Até mesmo alguns jornais católicos reforçavam o apoio ao regime, nos conta ela. Católica desde o nascimento, passou a temer a própria igreja. “Os homens andavam com armas e facão na cinta”, lembra. Mas sua fé nunca esteve dissociada da luta por justiça – algo que aprendeu na Assesoar.
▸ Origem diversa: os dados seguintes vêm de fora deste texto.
PR #1099, opened 2026-06-03
added action to upgrade annotations to keyword parameters

jurgenvinju:
Work done for this PR:
* [x] link a version of Rascal with the upgrade function in the library
* [x] test the use of treeDiff on such a large scale
* [x] test the interaction with the progress bar and monitor warnings

The big thing was the first real application of treeDiff. I re-played the patch on all libraries and that seems ok.

There is only one usability issue that remains: all files which are changes are opened by the VScode client in an unsaved state. This goes for files which were already open, _and_ for files which were closed before starting the quickfix.

@DavyLandman this can be problematic, especially if the files are not visible in the tabs list.

I did some research and the LSP's `workspaces/applyEdit` feature is not causing this side-effect. It could be that one of our implementations or the LSP4J has this unintended side-effect. If you have time, I'd like to look at this together.

### DIFF
--- a/rascal-lsp/src/main/rascal/lsp/lang/rascal/lsp/Actions.rsc
+++ b/rascal-lsp/src/main/rascal/lsp/lang/rascal/lsp/Actions.rsc
@@ -29,6 +29,7 @@ POSSIBILITY OF SUCH DAMAGE.
 module lang::rascal::lsp::Actions
 
 import lang::rascal::\syntax::Rascal;
+import lang::rascal::upgrade::UpgradeAnnotationsToKeywordParameters;
 import util::LanguageServer;
 import analysis::diff::edits::TextEdits;
 import ParseTree;
@@ -46,6 +47,7 @@ The commands must be evaluated by ((evaluateRascalCommand))
 data Command
     = visualImportGraphCommand(PathConfig pcfg)
     | sortImportsAndExtends(Header h)
+    | upgradeAnnotationsToKeywordFields(PathConfig pcfg)
     ;
 
 @synopsis{Detects (on-demand) source actions to register with specific places near the current cursor}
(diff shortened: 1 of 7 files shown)


rascal-lsp/src/main/rascal/lsp/lang/rascal/lsp/Actions.rsc
```diff
@@ -66,6 +68,13 @@ list[CodeAction] rascalCodeActions(Focus focus, PathConfig pcfg=pathConfig()) {
                ;
     }
 
+    if ([*_, (Declaration) `<Tags _> <Visibility _> anno <Type _> <Type _> @ <Name _>;`, *_] := focus
```
jurgenvinju: should add the deprecated uses of annotation related functions as well (`removeAllAnnotations(...)`)

rascal-lsp/src/main/rascal/lsp/lang/rascal/lsp/Actions.rsc
```diff
@@ -154,3 +163,8 @@ value evaluateRascalCommand(sortImportsAndExtends(Header h)) {
     applyDocumentsEdits([changed(h.src.top, [replace(h.imports.src, newHeader)])]);
     return ("result":true);
 }
+
+value evaluateRascalCommand(upgradeAnnotationsToKeywordFields(PathConfig pcfg)) {
+    applyDocumentsEdits(editsPathConfig(pcfg));
```
jurgenvinju, line 199: It's best to do this lazily because it takes a few seconds to parse all files.

rascal-lsp/src/main/rascal/lsp/lang/rascal/lsp/Actions.rsc
DavyLandman: wouldn't it be nicer (and faster) to make these patterns in a switch? like these and the others in this `rascalCodeActions` function?

as this code is executed a lot, I'm wondering about the performance impact.

DavyLandman (commented):
I think we need at least 1 test for this behavior.

rascal-lsp/src/main/rascal/lsp/lang/rascal/lsp/Actions.rsc
jurgenvinju: yes; let's do that when cleaning up. I want to get it working and then we can optimize.

DavyLandman: sorry, I just noticed my review wasn't request yet. I'll come back later.

jurgenvinju (commented):
needs automated tests to avoid unnoticed regressions. Otherwise I'm done.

Com o jornal A Verdade, minha avó pôde conhecer mais a fundo a ditadura militar, suas motivações e suas consequências até hoje. Aprendeu sobre o avanço do fascismo no mundo e os limites da social democracia para resolver nossos problemas. Prova disso são nossas conversas, em que ela associa o governo Bolsonaro ao passado ditatorial, renega as políticas fascistas do Estado de Israel contra a Palestina e mantém um posicionamento crítico acerca do Governo Lula, mesmo consumindo conteúdo de mídias hegemônicas.

O jornal também a ajudou a desconstruir antigas convicções. Antes, por exemplo, considerava Che Guevara um símbolo negativo. “Uma vez vi um livro do Che do lado da cama da minha filha e fiquei quase louca!”, conta. Mas, depois de ler a matéria sobre ele na edição nº 280 mudou de ideia. “Antes, eu achava que ele fosse um demônio. Agora, lendo sobre sua história e seus pensamentos, vi que, na verdade, ele era ‘santo’.” Emocionada, recortou a foto do revolucionário e a guardou dentro da sua Bíblia.

Outro momento marcante foi a leitura da matéria O Jornal A Verdade e os núcleos do MLB, na edição nº 287. Ela se comoveu com o relato de Dona Nilda, que, também aos 83 anos, disse: “Eu gosto do jornal porque ele fala do povo. […] Quem vai libertar o povo é a verdade! E quem tá seguindo a verdade? É nós, o povo pobre.” Também se encantou com a história de Dona Maria, que aprendeu a ler e escrever aos 73 anos com a ajuda do jornal. “Estou achando maravilhoso ver essas pessoas que antes não tinham acesso ao conhecimento agora abrindo a mente, aprendendo a ler e escrever”, confessou minha avó.

Laços estreitados pela revolução

Hoje, sua relação com o jornal é motivo de orgulho. Quando o geriatra pergunta se ela lê, ela responde com firmeza: “Leio o jornal A Verdade e o jornal da igreja.” Chegou até a recomendar um exemplar para um médico que se queixava das condições precárias de trabalho após a privatização do hospital onde atua: “Na próxima consulta, trago um ‘jornalzinho’ da minha neta pra ti, que fala exatamente sobre isso que você tá falando.”

E, para mim, essa descoberta foi tão transformadora quanto para ela. Minha avó é, para além de um amor imenso, uma grande companheira de luta. Sua relação com o jornal não apenas fortaleceu nosso vínculo, mas também me inspira a vendê-lo com ainda mais vontade. Porque sei que, assim como Sussu, muitas outras pessoas podem encontrar, nas suas páginas, a verdade sobre quem são. Mesmo que ainda não saibam.